Your task — Search the records for lines that contain the word "with". Copy them all.

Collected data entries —
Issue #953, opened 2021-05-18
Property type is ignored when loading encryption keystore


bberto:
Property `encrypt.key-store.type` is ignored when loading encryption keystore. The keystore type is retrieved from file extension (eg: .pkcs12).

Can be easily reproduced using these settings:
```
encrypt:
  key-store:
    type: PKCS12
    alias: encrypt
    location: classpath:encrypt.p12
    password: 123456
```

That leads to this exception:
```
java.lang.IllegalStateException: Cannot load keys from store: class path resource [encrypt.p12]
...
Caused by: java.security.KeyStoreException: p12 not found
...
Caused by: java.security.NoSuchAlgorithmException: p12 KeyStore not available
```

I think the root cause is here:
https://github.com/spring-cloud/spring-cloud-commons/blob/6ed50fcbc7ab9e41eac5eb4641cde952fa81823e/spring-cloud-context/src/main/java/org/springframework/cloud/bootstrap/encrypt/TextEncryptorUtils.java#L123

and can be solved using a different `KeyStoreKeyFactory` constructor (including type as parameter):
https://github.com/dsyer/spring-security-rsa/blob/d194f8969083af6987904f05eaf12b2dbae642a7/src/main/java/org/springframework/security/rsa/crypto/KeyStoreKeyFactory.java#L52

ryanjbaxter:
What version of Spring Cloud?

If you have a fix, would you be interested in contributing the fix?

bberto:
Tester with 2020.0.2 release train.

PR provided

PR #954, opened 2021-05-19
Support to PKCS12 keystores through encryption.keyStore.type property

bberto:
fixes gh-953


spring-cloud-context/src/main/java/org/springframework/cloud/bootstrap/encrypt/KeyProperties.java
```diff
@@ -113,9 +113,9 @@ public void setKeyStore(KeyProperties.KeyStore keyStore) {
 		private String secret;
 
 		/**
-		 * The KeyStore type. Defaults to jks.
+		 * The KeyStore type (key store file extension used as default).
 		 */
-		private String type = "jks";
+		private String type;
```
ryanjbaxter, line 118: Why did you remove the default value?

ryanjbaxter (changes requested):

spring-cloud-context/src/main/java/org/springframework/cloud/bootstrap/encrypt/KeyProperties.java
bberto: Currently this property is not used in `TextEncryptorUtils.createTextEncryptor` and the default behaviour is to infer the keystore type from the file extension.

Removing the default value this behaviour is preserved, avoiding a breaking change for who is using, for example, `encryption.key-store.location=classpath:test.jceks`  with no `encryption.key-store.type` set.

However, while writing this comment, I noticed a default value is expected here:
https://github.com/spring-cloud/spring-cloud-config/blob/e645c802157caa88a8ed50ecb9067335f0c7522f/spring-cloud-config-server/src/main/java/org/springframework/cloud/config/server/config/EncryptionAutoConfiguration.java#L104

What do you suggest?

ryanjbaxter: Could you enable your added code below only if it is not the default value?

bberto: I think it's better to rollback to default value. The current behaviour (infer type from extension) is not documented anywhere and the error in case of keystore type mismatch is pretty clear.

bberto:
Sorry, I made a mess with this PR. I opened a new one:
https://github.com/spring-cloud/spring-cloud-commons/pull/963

Task response —
Tester with 2020.0.2 release train.
Removing the default value this behaviour is preserved, avoiding a breaking change for who is using, for example, `encryption.key-store.location=classpath:test.jceks`  with no `encryption.key-store.type` set.
Sorry, I made a mess with this PR. I opened a new one:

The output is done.